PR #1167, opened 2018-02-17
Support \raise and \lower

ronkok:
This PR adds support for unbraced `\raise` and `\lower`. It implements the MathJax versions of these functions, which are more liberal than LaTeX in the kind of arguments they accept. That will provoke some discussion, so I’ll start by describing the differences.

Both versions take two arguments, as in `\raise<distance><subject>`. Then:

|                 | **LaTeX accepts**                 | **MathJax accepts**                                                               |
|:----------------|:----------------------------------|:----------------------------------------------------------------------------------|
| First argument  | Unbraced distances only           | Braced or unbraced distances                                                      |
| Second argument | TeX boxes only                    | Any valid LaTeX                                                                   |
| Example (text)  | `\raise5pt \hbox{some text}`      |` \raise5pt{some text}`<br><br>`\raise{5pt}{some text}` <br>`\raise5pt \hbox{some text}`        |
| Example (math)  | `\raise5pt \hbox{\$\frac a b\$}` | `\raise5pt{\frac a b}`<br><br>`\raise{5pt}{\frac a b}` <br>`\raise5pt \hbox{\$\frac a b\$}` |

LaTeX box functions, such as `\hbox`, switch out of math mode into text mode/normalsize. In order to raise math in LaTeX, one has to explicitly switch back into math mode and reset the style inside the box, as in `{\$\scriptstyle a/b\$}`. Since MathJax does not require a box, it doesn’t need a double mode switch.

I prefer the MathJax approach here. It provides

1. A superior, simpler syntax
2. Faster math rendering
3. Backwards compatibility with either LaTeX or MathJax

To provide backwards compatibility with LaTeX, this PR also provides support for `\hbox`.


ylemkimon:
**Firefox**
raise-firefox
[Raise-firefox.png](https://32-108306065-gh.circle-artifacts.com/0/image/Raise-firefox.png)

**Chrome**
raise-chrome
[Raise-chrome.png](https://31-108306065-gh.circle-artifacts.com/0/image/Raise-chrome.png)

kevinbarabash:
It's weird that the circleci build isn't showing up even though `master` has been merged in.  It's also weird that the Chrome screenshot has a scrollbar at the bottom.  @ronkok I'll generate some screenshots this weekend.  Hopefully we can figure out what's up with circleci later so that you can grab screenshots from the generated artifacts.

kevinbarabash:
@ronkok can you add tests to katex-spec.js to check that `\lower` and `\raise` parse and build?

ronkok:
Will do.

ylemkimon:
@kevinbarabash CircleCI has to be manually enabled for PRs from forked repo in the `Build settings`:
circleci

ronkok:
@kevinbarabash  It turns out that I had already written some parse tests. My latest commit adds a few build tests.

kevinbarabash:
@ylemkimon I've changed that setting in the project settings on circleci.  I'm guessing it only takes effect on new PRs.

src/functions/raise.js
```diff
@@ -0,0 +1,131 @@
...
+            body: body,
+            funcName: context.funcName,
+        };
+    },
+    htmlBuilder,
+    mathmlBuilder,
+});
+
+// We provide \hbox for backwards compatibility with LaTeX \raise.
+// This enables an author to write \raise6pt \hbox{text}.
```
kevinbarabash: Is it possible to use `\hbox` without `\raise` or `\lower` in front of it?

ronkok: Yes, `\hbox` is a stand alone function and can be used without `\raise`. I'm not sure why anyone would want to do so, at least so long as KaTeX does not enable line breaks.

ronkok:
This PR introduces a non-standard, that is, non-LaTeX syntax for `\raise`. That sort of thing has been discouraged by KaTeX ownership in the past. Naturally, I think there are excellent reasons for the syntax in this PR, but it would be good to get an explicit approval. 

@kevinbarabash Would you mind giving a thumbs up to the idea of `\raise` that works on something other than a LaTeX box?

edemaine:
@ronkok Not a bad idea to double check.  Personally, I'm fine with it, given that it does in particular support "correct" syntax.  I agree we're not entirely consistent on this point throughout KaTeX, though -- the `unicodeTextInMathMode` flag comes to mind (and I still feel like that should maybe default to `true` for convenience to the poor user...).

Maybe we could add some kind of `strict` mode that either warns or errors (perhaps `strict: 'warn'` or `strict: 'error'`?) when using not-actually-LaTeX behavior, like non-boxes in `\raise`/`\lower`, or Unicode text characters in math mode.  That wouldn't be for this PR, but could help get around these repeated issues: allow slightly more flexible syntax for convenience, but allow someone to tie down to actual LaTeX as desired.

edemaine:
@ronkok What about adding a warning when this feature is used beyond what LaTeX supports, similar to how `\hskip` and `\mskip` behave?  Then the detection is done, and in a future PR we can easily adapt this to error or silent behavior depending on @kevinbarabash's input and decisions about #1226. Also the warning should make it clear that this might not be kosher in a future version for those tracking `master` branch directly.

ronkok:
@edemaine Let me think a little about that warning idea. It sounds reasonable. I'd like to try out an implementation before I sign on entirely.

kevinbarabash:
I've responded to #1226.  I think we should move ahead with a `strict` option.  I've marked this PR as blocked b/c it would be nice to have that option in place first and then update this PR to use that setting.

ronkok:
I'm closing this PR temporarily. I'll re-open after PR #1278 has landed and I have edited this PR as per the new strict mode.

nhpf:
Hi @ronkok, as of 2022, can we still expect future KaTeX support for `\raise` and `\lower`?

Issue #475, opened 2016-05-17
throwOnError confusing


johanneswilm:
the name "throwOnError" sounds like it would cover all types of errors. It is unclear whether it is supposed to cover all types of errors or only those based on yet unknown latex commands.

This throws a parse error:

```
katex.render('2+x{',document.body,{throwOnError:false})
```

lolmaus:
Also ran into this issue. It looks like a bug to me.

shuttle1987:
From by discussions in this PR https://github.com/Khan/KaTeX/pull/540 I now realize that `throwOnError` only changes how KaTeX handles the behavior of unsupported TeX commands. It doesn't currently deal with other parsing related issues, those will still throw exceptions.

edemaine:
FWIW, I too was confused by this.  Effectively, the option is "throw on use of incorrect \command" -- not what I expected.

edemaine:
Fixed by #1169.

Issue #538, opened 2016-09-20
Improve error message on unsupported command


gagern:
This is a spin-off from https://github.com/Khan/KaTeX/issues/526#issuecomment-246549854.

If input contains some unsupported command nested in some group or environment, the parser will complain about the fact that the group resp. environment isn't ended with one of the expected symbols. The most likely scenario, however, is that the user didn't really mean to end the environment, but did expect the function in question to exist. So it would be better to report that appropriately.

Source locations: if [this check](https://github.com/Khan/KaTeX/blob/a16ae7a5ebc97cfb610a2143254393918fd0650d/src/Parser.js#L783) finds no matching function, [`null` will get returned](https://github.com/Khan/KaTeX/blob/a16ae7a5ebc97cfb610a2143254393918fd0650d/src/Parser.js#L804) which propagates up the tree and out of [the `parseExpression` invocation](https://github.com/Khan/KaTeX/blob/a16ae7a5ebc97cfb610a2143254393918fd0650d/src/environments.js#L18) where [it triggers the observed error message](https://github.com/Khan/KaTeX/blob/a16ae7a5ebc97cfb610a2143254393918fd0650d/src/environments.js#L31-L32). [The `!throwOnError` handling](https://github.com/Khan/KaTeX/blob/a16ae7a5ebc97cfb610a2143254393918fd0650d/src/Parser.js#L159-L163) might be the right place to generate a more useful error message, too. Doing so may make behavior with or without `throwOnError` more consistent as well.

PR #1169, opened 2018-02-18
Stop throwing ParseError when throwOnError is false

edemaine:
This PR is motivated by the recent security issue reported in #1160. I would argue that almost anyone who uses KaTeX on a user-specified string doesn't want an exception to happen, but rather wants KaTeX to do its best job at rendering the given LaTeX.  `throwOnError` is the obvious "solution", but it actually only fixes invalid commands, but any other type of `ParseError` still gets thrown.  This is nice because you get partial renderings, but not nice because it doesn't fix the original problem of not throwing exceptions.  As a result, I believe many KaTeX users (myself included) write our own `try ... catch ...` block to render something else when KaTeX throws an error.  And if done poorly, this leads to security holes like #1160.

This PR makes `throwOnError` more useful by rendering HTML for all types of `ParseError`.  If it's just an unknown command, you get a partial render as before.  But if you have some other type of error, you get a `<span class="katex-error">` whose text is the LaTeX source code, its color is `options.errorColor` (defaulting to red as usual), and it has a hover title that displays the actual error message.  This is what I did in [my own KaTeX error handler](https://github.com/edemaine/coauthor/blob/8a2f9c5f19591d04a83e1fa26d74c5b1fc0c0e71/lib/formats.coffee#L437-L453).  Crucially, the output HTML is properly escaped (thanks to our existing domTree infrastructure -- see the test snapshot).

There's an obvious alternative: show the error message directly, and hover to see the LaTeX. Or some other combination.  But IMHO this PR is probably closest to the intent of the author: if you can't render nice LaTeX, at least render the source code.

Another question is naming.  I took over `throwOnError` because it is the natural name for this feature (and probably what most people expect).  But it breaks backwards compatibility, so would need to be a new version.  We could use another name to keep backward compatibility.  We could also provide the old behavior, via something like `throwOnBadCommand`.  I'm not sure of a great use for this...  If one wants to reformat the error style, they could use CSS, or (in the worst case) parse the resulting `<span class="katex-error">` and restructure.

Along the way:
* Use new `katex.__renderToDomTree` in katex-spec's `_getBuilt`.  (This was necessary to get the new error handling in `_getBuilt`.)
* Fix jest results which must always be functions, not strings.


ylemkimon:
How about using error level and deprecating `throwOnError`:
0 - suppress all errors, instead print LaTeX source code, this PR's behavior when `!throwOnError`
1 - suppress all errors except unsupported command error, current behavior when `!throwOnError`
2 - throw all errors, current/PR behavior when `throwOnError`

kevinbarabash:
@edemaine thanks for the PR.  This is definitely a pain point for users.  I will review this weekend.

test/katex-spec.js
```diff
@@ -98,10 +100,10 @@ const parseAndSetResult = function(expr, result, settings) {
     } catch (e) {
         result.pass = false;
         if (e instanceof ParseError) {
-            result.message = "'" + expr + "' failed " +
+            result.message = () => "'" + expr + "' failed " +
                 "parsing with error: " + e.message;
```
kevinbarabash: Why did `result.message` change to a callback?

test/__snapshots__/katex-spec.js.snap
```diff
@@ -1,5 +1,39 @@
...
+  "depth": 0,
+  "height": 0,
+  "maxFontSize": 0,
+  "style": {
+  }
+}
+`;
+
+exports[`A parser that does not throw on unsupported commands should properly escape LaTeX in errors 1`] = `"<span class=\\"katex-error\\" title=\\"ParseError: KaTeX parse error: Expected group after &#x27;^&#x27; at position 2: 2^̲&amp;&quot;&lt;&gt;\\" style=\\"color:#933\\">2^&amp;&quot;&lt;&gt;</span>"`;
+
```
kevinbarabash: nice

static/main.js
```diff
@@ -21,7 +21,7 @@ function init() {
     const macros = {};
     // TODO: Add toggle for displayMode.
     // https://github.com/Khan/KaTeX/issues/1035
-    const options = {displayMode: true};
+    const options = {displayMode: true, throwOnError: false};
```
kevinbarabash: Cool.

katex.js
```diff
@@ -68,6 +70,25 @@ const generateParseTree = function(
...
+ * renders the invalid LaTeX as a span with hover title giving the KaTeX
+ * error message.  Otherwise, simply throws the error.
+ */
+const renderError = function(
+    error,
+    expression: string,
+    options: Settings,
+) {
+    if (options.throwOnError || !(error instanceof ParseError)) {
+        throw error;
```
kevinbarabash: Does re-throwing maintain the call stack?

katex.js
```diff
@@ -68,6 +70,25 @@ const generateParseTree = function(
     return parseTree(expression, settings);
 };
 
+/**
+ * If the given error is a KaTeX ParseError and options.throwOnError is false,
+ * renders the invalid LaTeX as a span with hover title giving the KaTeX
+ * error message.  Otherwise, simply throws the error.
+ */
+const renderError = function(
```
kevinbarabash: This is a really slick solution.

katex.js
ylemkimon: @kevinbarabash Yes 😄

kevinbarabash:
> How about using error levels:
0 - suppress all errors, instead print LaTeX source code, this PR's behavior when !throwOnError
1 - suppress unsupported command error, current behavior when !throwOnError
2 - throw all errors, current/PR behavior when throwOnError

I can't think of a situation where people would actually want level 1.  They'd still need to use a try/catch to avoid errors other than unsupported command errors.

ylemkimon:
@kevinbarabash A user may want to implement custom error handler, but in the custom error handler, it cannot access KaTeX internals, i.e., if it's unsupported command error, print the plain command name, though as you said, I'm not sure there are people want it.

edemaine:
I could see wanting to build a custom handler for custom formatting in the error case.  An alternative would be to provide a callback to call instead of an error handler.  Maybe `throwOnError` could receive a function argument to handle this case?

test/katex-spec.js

---

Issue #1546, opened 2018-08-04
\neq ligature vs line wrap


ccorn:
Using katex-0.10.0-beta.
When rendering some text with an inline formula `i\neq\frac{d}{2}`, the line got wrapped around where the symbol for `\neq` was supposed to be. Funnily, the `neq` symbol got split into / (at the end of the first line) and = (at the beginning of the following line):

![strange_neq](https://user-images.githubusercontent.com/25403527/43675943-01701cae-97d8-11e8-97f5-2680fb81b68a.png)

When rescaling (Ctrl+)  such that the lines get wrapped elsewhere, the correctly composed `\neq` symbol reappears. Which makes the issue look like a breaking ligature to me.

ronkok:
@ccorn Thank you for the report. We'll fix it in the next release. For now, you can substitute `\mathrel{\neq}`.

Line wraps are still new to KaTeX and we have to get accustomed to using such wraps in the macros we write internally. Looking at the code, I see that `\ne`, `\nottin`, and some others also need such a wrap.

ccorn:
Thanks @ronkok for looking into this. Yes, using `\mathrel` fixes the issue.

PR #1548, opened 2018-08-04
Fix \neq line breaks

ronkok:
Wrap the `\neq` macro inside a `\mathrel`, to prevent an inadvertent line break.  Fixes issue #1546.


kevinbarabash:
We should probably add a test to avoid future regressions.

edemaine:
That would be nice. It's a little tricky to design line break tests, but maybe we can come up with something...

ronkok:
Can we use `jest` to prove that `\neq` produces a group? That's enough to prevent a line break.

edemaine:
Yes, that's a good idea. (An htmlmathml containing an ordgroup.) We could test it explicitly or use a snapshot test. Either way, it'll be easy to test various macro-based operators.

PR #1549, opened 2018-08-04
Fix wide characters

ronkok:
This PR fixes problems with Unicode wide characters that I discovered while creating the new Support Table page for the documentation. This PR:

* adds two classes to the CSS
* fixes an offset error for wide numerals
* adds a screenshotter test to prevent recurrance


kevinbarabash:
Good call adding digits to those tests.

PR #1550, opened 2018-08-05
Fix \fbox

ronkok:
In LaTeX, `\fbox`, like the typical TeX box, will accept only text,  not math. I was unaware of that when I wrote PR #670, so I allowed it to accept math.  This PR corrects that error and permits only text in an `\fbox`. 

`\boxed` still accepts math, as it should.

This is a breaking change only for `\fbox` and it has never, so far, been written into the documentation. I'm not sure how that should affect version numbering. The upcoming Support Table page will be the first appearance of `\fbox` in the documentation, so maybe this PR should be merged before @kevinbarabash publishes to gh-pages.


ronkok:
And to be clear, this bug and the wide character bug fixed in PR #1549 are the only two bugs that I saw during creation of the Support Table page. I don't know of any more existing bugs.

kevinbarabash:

...

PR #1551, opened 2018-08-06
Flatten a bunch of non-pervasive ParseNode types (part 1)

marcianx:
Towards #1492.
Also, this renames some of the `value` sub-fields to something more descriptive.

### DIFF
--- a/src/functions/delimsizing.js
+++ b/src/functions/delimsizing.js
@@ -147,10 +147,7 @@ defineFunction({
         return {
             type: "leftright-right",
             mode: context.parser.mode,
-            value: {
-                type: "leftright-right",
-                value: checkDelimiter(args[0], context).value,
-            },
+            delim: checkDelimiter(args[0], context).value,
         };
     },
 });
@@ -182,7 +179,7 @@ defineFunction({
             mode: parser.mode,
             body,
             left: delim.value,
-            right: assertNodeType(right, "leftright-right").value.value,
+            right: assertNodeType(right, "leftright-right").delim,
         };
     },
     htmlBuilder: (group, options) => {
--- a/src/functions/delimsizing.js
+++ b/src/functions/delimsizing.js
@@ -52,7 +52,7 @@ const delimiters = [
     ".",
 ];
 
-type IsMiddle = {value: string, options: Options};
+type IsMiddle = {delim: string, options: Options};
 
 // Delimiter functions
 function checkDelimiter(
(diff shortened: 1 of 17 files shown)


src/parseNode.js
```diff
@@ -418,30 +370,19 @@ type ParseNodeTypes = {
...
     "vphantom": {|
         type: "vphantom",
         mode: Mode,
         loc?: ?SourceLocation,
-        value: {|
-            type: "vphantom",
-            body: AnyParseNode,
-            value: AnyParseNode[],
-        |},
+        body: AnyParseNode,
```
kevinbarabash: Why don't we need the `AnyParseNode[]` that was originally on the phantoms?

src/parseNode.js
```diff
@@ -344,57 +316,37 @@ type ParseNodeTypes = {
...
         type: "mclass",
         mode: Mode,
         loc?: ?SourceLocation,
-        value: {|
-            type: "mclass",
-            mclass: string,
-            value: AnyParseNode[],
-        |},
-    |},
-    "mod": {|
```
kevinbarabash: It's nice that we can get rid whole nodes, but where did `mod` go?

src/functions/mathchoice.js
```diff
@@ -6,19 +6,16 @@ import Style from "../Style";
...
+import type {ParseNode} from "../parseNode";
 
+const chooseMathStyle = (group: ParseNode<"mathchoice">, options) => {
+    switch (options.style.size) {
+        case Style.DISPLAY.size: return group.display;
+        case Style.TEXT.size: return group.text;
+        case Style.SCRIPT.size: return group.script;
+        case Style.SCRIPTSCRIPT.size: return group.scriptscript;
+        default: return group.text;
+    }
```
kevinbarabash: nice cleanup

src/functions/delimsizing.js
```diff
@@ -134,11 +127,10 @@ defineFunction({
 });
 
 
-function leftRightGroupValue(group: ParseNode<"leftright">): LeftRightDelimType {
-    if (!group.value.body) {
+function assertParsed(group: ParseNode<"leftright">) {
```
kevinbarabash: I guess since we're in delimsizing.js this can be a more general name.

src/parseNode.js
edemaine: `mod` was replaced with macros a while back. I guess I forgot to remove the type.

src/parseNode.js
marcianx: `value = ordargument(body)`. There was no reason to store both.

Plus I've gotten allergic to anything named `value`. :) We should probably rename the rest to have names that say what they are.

- [Requirement]: Scan the material for the string "wrapped". Copy each line where it appears.

- [Exercise response]:
When rendering some text with an inline formula `i\neq\frac{d}{2}`, the line got wrapped around where the symbol for `\neq` was supposed to be. Funnily, the `neq` symbol got split into / (at the end of the first line) and = (at the beginning of the following line):
When rescaling (Ctrl+)  such that the lines get wrapped elsewhere, the correctly composed `\neq` symbol reappears. Which makes the issue look like a breaking ligature to me.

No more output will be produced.